D’une part, il résulte de ce qui a été exposé précédemment que M. B… et Mme D… ne sont pas fondés à soutenir que l’administration n’apporte pas la preuve de l’insuffisance, de l’inexactitude ou du caractère incomplet des déclarations.
D’autre part, l’administration fait valoir que, alors qu’elle a établi que les fonds litigieux ont été mis à disposition et appréhendés par M. B…, ces faits n’ont été découverts que lors de l’examen de la situation personnelle des intéressés, étant donné qu’aucun élément ne permettait au service d’avoir connaissance de ces informations au cours des opérations de contrôle de la SARL Fortina lors de l’examen des documents comptables. Elle ajoute qu’en procédant de la sorte, M. B… ne pouvait ignorer qu’il appréhendait à son profit des recettes des deux sociétés dont il est à la fois l’associé et le gérant.
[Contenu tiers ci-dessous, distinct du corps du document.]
PR #22, opened 2017-03-21
Combine function 

TonkatsuD:
Pseudo-code
testthat design

### DIFF
--- a/R/combineSNV_CNA.R
+++ b/R/combineSNV_CNA.R
@@ -20,42 +20,45 @@
 #'
 #'
 #' @examples
-#' \dontrun{combine(fName=file_names, fgX="combined_data.txt", silent=TRUE, noLog=FALSE)}
+#' \dontrun{combine(fName=file_names, fgX="combined_data.RDS", silent=TRUE, noLog=FALSE)}
 #'
 #' @export
 combineSNV_CNA <- function(fname, fgX, silent=FALSE, noLog=FALSE) {
     #' pseudo code
-    #' hashVector <- ()
-    #' index <- 1
+    #' hashTable <- new.env()
     #' read from input files and store hash
     #' for (i <- 1, i <= length(fname), i++) {
     #'  fcurrent <- fname[i]
     #'  if fcurrent is CNA {
     #'      loadRDS(fcurrent)
     #'      for each variation:
-    #'          cnaCount <- count copy number variation
-    #'          hashVector[index] <- hash(cnaCount)
-    #'          index++
+    #'          key = hash(<gene symbol>:CNA:<as.character(round(<copy number>))>)
+    #'          if key is in hashTable:
+    #'              hashTable[[key]] <- hashTable[[key]] + 1
+    #'          else:
+    #'              hashTable[[key]] <- 1
     #'  }
     #'  else if fcurrent is MUT {
     #'      load(fcurrent)
     #'      for each row:
-    #'          mutCout <- count observed mutation
-    #'          hashVector[index] <- hash(mutCount)
-    #'          index++
-    #'  }
+    #'          key = hash(<gene symbol>:SNV:<position>:<variant class>)
+    #'          if key is in hashTable:
+    #'              hashTable[[key]] <- hashTable[[key]] + 1
+    #'          else:
+    #'              hashTable[[key]] <- 1
     #' }
-    #' sort hash
-    #' hashVector <- sort(hash_vector)
-    #' count <- (length(hash_vector))
     #'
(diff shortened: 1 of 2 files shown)


R/combineSNV_CNA.R
```diff
@@ -0,0 +1,68 @@
+# combineSNV_CNA.R
+
+#' Combine mutation data from CNA and SNV
+#'
+#' \code{combineSNV_CNA} loads the vector of preprossed dataset from filtered CNA or SNV files,
```
hyginn: *preprocessed

R/combineSNV_CNA.R
```diff
@@ -0,0 +1,68 @@
...
+#'  creates hash keys corresponding to the input file type, combine and save the hashed
+#'  keys to a gX format file as output file.
+#'
+#' Details.
+#' @section gX files:
+#'  gX files contain data of SNV and CNA combined for each gene as one object, sorted per
+#'  gene. Tab-delimited text file with header.
```
hyginn: I've just changed the spec to make this a data frame RDS. Makes everyone's life easier.

R/combineSNV_CNA.R
```diff
@@ -0,0 +1,68 @@
...
+#'
+#'
+#' @param fName A vector of path of fully qualified file names of SNV and/or CNA files.
+#' @param fgX The fully qualified filename/path of a gX output file.
+#' @param silent Boolean option for writing combiling process information to console.
+#' @param noLog Boolean option for log results.
```
hyginn: No. Consistent with all other functions now this is ```writeLog = TRUE```

R/combineSNV_CNA.R
```diff
@@ -0,0 +1,68 @@
...
+#' @return number of hashed keys stored to the gX output file.
```
hyginn: I would not return a value that is not requested by the downstream function. Save file and log output as side-effects should be sufficient.

R/combineSNV_CNA.R
```diff
@@ -0,0 +1,68 @@
...
+#'
+#'
+#' @examples
+#' \dontrun{combine(fName=file_names, fgX="combined_data.RDS", silent=TRUE, noLog=FALSE)}
+#'
+#' @export
+combineSNV_CNA <- function(fname, fgX, silent=FALSE, noLog=FALSE) {
+    #' pseudo code
+    #' hashTable <- new.env()
```
hyginn: Use the hash package. You'll need support to fetch all keys, so you can sort them to process output.

R/combineSNV_CNA.R
```diff
@@ -0,0 +1,68 @@
...
+    #'              hashTable[[key]] <- 1
+    #' }
+    #'
+    #'
+    #'
+    #' retrieve all keys from hashTable
+    #' hashVector = hashTable[!is.na(hashTable)] or hashVector <- keys(hashTable)
+    #' sort hashVector
+    #' strplit them to sym, type, pos and class
+    #' store retrieve 4 classes in a dataframe
```
hyginn: Careful: you'll need to create appropriate NAs for the CNAs for column ```$pos```

tests/testthat/testCombine.R
```diff
@@ -0,0 +1,34 @@
...
+    # test if returned number is correct
+    # test if a log file is saved if log is True
+    # test if process are sent to console is silent is True
+    # test if output file fgX is saved under the path
+
+})
+
+
+test_that("combine received corrupted input data file", {
+    # try both empty SNV and CNA datafile, expect empty fgX dataframe
```
hyginn: Not sure - here I would only test mismatch between headers and data, and incomplete lines (incomplete file). I don't think the combine code requires requires a full data validation - if so, that should be done in the actual import routines.

tests/testthat/testCombine.R
```diff
@@ -0,0 +1,34 @@
+# testCombine.R
```
hyginn: - use the setup/teardown headers from ```tests/testthat/testDummy.R```
- always turn logging off, except for one block in which you explicitly test logging
- use ```tempdir()``` or ```tempfile()``` for intermediate files to be created, and delete them after testing.

R/combineSNV_CNA.R
```diff
@@ -0,0 +1,68 @@
...
+    #' for key in hashVector:
+    #'  retrieve value from hashTable using keys in hashVector
+    #' count <- length(hashVector)
```
hyginn: Don't forget adding metadata

hyginn:
Looks good in principle. On with the test design...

Elle fait valoir également que les intitulés des écritures litigieuses ne sauraient suffire à démontrer que les sommes en cause devaient être restituées à la société Eurasia, d’une part puisqu’elles ont été appréhendées par M. B… et d’autre part, car l’existence d’une dette à l’égard de la société Eurasia n’a aucunement été établie.
Au regard de ces éléments, et en l’absence de contestation sérieuse par les requérants, l’administration apporte la preuve de l’intention d’éluder l’impôt.
Par conséquent, M. B… et Mme D… ne sont pas fondés à soutenir que c’est à tort que l’administration a majoré les droits dus de la pénalité prévue à l’article 1729 précité du code général des impôts.
Il résulte de ce qui précède que la requête de M. B… et Mme D… doit être rejetée, y compris ses conclusions tendant à l’application de l’article L. 761-1 du code de justice administrative.
D É C I D E :
La requête de M. B… et Mme D… est rejetée.
Le présent jugement sera notifié à M. A… B… et Mme C… D…, ainsi qu’au directeur régional des finances publiques du Grand Est et du département du Bas-Rhin.
Délibéré après l’audience du 30 mars 2026, à laquelle siégeaient :
M. Jean-Baptiste Sibileau, président,
M. Mohammed Bouzar, premier conseiller,
Mme Sarah Fuchs Uhl, conseillère.
Rendu public par mise à disposition au greffe le 22 mai 2026.
Le rapporteur,
M. BOUZAR
Le président,
J-B. SIBILEAU
Le greffier,
S. PILLET
La République mande et ordonne au ministre de l’économie, des finances et de la souveraineté industrielle, énergétique et numérique, en ce qui le concerne ou à tous commissaires de justice à ce requis en ce qui concerne les voies de droit commun contre les parties privées, de pourvoir à l’exécution de la présente décision.